Miteinander Zeit verbringen, kann ein großes Glück sein. Und genau das, Glück, ist ein großes Thema im Film. Es fallen Sätze wie „Glück ist keine Kassenleistung“ und auch „glückliche Menschen agieren sozialer“. Was genau ist denn Glück?
[Er lacht] Das Glücksversprechen hat ja wieder etwas mit unserer westlichen Welt, mit dem Kapitalismus zu tun. Wir alle sollen das Glück ja wollen, damit wir uns ständig bewegen und irgendwas machen. Dabei wissen wir alle, zumindest, wenn wir mal drüber nachdenken, dass Glück kein Dauerzustand ist. Es ist also eigentlich eine total sinnfreie Unterhaltung, wenn wir die ganze Zeit übers Glück sprechen und einander fragen, wie glücklich wir denn gerade sind.
Wie glücklich jemand werden kann, ist doch ein Geschenk vom Leben. Das passiert dir, oder es passiert dir nicht. Du bist mal glücklich, und mal weniger glücklich. Es kann auch überhaupt kein Dauerzustand sein. Denn schon rein chemisch muss das Dopamin ja irgendwann auch mal wieder auf die andere Seite vom Synapsenspalt. Anders ist es gar nicht möglich zu leben.
Soviel also zum Glück. Wonach wir streben können, ist Zufriedenheit. Das ist aber ein ganz anderes Programm. Das klingt nur erstmal nicht so sexy. Und dann kommen da auch nur so ganz alte Sachen wie: „Sei im Moment, sei diszipliniert und streng dich an, mach Sport, geh in die Natur.“ Oder „sei bei deiner Familie und deinen Freunden, finde etwas Größeres als dich selbst.“ Das klingt alles ganz schön langweilig, oder?

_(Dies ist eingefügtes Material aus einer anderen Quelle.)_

PR #874, opened 2019-12-05
Update arrow.js

XhmikosR:
Remove superfluous argument passed to `parseFloat()`

@FezVrasta found with https://lgtm.com/projects/g/popperjs/popper.js/?mode=list which is now owned by GitHub so you could add it to the repo :) Personally I just disable PR comments only.


FezVrasta:
Thank you!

In der Religion war das früher alles gegeben. Und bei aller berechtigten Kritik an Religion und dem Missbrauch, den es da gibt und der auch benannt werden muss: Etwas zu haben, das größer ist als man selbst und dem man sich hingeben kann, das ist für einen selbst etwas Positives. Weil man sich und anderen nichts wegnimmt. Aber es ist auch nicht so, dass ich das immer so könnte. [Er lacht]

Im Film geht’s aber nicht um Zufriedenheit. Da geht’s immer um Glück. Es muss ja einen Grund geben, warum du das im Film eben so anders thematisierst.
Ne, ich glaube, wir nutzen das Wort Glück, aber gemeint ist eigentlich: Freude, Sinn, Zufriedenheit. Aber es gibt ja z. B. die Glücksforschung, und die heißt ja auch tatsächlich so. Wohlbefindensforschung klingt vielleicht auch einfach nicht so gut. [Er lacht]
„No Hit Wonder“ läuft ab dem 30. Oktober im Kino. Für mich passt der Film total in die Zeit, weil die meisten von uns sich in den kälteren und dunkleren Tagen wieder mehr zurückziehen werden.
Verabredet euch doch stattdessen mit Freund*innen, es muss ja nicht zum gemeinsamen Singen sein. Aber schaut den Film und überlegt, welche Aktivitäten euch Freude bereiten und Zufriedenheit schenken. „No Hit Wonder“ kann da einen tollen Anstoß geben. Und, das muss ich am Ende einfach auch loswerden: DEN Ohrwurm, werdet ihr so schnell nicht wieder los.